What needs to be done
Scan the listing for the word "safe" and report every line that contains it.

Records supplied
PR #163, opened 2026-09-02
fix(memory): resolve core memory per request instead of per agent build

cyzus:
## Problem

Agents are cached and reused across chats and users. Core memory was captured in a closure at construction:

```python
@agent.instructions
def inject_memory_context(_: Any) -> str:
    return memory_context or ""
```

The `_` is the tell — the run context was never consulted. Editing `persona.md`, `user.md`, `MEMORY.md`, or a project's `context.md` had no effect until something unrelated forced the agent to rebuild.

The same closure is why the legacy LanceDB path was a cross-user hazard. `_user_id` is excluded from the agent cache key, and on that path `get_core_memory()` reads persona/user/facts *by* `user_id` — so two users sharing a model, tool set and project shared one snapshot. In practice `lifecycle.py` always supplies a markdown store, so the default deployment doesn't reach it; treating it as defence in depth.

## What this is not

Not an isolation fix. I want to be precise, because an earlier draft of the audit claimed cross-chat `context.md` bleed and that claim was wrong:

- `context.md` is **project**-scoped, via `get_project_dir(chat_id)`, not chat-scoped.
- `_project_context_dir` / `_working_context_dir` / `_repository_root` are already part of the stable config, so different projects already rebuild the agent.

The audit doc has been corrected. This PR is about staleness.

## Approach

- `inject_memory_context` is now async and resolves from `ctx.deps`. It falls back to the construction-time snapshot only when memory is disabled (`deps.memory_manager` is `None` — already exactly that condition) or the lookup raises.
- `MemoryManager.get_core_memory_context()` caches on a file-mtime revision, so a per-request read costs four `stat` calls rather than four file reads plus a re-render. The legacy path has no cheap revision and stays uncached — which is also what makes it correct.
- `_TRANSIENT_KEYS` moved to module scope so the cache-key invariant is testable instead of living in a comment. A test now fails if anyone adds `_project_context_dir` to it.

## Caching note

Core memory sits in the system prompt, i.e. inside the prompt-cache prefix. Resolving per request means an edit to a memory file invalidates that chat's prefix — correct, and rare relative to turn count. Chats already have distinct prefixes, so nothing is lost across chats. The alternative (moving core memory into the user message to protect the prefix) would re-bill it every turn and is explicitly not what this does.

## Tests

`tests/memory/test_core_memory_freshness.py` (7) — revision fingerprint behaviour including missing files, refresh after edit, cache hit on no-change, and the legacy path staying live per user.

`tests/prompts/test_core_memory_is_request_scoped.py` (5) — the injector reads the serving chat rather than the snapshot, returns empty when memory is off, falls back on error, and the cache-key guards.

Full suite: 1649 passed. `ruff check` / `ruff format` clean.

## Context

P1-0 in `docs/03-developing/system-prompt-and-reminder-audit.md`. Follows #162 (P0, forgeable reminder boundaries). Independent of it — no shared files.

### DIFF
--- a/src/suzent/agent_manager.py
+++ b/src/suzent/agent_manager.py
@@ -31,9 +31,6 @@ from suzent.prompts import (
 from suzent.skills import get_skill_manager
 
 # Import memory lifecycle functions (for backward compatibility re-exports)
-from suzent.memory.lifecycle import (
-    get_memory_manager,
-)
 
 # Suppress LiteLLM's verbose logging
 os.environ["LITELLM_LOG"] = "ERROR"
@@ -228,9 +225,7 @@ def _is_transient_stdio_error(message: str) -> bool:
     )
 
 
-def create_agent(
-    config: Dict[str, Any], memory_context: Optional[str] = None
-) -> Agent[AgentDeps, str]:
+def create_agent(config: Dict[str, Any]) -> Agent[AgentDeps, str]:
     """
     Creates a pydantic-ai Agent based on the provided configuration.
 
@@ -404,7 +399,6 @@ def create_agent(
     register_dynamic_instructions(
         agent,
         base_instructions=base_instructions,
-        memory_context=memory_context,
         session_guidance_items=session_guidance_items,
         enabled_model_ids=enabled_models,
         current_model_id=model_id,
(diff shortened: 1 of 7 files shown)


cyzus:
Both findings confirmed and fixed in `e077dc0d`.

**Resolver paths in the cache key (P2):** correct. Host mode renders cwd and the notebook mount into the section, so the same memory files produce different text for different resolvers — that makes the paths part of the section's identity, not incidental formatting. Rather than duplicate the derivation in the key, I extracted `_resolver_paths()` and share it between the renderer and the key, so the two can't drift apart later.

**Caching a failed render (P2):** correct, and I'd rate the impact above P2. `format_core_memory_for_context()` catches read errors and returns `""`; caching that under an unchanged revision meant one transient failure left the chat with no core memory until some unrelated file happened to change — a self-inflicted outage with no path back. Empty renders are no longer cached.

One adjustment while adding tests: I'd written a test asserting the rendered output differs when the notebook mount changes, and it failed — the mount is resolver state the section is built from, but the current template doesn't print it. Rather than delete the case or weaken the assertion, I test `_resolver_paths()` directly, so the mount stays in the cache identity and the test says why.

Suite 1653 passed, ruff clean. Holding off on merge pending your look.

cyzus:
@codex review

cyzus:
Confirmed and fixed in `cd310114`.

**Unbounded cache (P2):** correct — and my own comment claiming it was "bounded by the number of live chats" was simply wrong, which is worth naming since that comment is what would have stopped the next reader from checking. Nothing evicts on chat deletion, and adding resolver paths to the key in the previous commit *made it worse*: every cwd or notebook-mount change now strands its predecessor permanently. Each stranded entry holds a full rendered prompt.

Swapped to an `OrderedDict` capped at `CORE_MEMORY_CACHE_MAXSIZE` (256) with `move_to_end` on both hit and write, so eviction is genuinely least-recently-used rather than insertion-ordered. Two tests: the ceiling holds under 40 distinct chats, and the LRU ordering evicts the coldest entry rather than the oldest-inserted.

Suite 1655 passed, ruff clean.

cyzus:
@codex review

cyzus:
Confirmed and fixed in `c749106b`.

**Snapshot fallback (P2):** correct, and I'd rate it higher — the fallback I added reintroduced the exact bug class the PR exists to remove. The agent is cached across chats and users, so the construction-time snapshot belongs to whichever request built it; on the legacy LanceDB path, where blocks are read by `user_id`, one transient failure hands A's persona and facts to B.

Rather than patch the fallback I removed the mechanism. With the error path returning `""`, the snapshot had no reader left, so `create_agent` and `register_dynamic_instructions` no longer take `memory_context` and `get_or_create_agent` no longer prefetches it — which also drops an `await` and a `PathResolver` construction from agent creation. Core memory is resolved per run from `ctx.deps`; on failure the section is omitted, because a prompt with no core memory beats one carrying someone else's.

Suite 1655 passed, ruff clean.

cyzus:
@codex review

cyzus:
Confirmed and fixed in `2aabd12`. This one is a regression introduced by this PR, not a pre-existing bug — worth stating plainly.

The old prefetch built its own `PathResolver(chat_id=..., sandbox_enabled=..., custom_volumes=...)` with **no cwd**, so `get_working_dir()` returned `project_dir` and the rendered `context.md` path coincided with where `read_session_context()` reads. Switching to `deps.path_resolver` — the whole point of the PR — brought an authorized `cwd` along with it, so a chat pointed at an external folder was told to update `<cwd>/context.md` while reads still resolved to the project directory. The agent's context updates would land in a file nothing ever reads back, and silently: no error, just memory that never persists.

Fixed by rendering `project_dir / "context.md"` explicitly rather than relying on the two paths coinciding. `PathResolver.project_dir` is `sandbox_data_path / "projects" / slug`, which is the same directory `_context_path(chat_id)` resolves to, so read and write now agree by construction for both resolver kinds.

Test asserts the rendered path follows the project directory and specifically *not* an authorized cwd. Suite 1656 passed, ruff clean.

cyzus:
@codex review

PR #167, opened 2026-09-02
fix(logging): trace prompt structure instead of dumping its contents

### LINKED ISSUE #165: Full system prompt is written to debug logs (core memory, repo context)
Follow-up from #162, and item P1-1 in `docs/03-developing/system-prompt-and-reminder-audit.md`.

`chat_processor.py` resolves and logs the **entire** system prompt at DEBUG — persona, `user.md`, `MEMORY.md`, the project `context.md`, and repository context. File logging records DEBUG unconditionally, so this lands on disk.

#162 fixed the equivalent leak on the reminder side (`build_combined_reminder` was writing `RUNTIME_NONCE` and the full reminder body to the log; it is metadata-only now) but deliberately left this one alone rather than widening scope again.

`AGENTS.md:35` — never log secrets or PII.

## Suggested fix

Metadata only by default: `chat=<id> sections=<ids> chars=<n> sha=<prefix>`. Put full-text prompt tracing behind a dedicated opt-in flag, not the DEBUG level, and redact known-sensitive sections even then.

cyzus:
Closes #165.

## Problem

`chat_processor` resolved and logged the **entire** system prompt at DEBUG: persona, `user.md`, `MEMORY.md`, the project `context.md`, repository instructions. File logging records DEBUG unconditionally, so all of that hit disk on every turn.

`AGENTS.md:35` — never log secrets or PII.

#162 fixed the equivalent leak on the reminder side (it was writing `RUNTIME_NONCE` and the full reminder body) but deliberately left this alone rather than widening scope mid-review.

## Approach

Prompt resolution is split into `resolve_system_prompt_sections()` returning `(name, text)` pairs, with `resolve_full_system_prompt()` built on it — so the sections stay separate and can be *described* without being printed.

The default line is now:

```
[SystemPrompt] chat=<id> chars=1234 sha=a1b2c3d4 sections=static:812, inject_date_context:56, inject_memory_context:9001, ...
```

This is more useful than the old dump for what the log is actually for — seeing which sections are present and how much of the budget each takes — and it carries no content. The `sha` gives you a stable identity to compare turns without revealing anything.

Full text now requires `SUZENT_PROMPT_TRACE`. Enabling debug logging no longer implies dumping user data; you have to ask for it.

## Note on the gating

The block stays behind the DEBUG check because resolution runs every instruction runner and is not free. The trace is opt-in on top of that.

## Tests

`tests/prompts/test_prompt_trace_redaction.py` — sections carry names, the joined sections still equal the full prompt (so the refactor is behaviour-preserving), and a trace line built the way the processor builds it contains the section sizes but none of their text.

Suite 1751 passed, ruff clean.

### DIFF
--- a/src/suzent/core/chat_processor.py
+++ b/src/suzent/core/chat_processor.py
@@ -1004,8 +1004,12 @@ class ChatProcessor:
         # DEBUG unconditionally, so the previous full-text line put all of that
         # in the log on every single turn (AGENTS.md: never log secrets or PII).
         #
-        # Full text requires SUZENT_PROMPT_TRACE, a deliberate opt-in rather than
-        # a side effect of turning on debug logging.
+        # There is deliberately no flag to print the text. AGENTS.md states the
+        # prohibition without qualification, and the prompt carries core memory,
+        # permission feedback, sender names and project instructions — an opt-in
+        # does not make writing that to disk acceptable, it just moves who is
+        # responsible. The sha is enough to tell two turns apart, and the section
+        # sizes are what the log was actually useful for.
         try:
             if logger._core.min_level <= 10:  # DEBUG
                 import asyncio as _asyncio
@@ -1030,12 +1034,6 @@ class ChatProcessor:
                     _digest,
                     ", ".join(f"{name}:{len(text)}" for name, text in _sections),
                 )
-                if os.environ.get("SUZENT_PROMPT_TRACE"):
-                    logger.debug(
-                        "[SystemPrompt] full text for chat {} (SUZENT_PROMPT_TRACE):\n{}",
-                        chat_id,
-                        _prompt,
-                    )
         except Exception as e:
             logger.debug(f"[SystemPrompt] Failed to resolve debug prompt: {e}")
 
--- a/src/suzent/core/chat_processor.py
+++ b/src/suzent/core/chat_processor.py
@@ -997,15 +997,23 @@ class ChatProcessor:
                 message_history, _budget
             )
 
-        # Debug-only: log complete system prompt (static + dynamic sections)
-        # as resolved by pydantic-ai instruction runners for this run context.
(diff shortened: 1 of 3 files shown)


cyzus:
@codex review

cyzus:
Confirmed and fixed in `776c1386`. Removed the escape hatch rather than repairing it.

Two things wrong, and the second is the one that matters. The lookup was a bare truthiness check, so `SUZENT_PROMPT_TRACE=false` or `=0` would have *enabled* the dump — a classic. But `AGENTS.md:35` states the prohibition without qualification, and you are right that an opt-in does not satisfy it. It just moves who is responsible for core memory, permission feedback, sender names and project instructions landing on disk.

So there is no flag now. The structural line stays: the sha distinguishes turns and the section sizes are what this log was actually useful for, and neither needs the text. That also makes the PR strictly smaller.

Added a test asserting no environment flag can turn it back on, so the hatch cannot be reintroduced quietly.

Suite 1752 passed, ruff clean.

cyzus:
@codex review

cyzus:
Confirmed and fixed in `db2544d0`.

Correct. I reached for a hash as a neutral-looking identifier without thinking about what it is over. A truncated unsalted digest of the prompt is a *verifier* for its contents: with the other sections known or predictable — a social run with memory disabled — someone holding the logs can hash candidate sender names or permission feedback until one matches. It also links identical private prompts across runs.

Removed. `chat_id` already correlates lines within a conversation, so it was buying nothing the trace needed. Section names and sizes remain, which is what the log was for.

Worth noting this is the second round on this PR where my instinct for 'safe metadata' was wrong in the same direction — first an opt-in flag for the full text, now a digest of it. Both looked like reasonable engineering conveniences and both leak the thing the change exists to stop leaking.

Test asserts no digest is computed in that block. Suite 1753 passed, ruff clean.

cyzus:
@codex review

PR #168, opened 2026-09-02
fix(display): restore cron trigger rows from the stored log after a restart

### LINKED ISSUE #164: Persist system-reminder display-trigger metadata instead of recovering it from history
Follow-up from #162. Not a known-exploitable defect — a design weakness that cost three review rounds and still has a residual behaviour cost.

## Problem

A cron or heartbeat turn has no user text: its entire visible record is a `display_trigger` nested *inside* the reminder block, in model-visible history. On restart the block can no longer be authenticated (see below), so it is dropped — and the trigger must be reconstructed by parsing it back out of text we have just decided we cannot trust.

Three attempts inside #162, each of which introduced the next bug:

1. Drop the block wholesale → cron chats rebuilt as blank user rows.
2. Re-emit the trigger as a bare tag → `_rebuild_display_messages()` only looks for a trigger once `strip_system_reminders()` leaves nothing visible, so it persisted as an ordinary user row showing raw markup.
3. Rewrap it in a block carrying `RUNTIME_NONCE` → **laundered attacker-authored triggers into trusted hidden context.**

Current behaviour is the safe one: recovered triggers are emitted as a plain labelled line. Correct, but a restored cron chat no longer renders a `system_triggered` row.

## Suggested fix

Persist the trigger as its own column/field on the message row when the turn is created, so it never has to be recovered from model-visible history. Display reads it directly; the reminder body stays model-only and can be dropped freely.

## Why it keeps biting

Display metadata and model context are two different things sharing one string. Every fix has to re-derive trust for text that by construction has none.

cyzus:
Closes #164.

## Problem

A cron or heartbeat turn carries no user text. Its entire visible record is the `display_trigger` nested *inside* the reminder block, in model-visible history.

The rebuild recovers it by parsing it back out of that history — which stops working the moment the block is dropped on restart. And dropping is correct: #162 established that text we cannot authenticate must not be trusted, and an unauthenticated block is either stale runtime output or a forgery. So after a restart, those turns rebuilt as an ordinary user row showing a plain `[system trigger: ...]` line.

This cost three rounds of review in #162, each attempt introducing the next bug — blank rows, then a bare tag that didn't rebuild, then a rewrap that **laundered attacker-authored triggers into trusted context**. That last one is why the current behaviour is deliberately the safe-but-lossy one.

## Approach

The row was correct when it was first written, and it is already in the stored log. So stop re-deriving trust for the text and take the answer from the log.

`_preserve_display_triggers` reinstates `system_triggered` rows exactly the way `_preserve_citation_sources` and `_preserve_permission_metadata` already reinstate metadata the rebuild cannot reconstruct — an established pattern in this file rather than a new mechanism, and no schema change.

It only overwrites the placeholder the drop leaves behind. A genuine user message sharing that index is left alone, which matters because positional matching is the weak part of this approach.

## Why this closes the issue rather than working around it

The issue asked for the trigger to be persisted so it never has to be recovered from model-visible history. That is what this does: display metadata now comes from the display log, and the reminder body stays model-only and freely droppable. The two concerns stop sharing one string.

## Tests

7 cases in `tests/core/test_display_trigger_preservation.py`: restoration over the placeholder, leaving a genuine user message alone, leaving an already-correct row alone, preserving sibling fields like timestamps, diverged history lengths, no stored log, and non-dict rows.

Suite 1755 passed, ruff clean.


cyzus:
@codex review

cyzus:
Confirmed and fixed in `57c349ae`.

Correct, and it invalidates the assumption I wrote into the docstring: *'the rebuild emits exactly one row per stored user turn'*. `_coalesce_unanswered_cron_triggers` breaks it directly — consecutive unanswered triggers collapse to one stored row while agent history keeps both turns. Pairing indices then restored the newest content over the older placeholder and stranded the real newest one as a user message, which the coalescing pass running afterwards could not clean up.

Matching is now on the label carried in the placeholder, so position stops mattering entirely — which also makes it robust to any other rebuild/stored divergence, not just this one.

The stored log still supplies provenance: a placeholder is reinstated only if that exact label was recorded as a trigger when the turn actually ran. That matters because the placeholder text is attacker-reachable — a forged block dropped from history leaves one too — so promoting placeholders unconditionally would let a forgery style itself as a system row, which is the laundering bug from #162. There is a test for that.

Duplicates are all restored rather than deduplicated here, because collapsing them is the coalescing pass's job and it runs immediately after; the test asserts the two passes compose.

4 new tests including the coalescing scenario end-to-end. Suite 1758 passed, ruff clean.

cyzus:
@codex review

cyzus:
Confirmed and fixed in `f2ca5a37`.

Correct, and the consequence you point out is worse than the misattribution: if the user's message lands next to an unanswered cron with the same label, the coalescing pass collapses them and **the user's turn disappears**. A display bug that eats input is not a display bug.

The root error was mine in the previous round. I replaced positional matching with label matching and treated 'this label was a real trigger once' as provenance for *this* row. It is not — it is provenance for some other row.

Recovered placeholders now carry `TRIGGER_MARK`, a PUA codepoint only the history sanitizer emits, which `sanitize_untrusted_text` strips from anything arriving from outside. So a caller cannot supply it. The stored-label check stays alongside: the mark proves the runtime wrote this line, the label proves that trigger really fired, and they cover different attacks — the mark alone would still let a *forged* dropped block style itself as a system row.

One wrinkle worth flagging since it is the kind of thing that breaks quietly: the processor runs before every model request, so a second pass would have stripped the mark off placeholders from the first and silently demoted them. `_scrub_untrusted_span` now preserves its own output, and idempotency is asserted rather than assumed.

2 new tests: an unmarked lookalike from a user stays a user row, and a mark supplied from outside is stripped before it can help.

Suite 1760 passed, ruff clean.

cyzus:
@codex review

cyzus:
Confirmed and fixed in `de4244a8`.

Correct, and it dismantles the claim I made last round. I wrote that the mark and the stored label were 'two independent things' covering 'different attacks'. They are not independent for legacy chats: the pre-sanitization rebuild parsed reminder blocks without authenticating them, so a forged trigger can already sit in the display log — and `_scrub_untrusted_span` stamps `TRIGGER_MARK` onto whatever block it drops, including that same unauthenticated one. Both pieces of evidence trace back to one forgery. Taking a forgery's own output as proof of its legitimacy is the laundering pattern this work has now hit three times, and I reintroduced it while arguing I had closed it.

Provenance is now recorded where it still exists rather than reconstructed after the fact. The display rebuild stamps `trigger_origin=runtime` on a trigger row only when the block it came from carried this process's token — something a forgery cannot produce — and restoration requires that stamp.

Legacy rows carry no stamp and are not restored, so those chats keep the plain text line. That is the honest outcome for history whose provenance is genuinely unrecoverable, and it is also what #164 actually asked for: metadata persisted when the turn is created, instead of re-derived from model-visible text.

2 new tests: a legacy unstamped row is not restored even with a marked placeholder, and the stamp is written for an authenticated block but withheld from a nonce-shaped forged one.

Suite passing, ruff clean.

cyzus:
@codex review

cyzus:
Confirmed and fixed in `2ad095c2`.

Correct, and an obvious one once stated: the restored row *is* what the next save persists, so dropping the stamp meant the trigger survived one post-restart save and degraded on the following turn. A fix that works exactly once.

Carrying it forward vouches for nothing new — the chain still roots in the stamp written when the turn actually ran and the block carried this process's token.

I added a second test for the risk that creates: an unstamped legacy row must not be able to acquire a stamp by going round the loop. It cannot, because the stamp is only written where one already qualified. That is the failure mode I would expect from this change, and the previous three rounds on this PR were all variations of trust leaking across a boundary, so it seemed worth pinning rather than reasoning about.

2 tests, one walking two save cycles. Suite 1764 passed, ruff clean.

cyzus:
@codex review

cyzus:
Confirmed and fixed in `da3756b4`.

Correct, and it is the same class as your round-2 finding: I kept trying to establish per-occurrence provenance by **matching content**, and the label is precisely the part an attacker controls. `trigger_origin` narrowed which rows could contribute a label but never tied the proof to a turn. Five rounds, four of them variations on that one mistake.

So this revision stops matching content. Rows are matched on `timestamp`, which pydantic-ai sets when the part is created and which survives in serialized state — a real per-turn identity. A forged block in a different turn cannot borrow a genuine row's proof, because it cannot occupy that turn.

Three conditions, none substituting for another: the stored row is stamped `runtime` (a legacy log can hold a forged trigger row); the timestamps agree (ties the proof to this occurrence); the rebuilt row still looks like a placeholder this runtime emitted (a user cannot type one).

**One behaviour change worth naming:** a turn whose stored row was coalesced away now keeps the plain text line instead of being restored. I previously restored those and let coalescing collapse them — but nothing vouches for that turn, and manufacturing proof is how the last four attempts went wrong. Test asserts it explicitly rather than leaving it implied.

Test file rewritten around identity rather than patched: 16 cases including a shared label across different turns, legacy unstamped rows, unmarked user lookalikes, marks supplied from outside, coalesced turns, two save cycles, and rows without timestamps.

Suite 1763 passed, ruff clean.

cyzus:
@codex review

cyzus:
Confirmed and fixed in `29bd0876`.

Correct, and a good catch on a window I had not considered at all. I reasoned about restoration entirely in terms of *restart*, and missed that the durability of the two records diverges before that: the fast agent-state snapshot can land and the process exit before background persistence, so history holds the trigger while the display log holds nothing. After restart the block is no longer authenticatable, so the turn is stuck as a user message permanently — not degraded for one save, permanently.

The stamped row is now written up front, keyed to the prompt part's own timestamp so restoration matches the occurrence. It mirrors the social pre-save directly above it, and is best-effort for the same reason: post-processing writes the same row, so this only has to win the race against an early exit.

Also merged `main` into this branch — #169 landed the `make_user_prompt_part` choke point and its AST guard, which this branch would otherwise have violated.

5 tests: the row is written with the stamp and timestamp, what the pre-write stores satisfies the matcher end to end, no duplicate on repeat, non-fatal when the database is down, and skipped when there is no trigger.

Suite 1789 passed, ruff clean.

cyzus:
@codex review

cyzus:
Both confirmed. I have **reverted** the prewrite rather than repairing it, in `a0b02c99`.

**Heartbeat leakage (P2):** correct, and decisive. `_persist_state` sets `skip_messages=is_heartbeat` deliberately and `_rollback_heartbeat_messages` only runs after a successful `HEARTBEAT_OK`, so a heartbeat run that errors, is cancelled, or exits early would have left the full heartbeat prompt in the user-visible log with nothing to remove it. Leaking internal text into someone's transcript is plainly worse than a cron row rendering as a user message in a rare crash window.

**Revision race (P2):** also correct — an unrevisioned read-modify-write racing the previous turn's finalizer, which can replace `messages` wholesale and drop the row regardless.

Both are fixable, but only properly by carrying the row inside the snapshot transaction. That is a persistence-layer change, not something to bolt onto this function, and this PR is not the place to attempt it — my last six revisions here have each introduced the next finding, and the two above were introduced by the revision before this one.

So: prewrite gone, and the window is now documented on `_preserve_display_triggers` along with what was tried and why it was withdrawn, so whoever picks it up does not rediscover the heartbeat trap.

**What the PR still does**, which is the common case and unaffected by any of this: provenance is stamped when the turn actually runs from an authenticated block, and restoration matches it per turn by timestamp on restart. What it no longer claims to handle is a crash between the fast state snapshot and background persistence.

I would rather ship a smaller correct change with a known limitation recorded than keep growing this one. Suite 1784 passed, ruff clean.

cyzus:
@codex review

Exercise result
Worth noting this is the second round on this PR where my instinct for 'safe metadata' was wrong in the same direction — first an opt-in flag for the full text, now a digest of it. Both looked like reasonable engineering conveniences and both leak the thing the change exists to stop leaking.
Current behaviour is the safe one: recovered triggers are emitted as a plain labelled line. Correct, but a restored cron chat no longer renders a `system_triggered` row.
This cost three rounds of review in #162, each attempt introducing the next bug — blank rows, then a bare tag that didn't rebuild, then a rewrap that **laundered attacker-authored triggers into trusted context**. That last one is why the current behaviour is deliberately the safe-but-lossy one.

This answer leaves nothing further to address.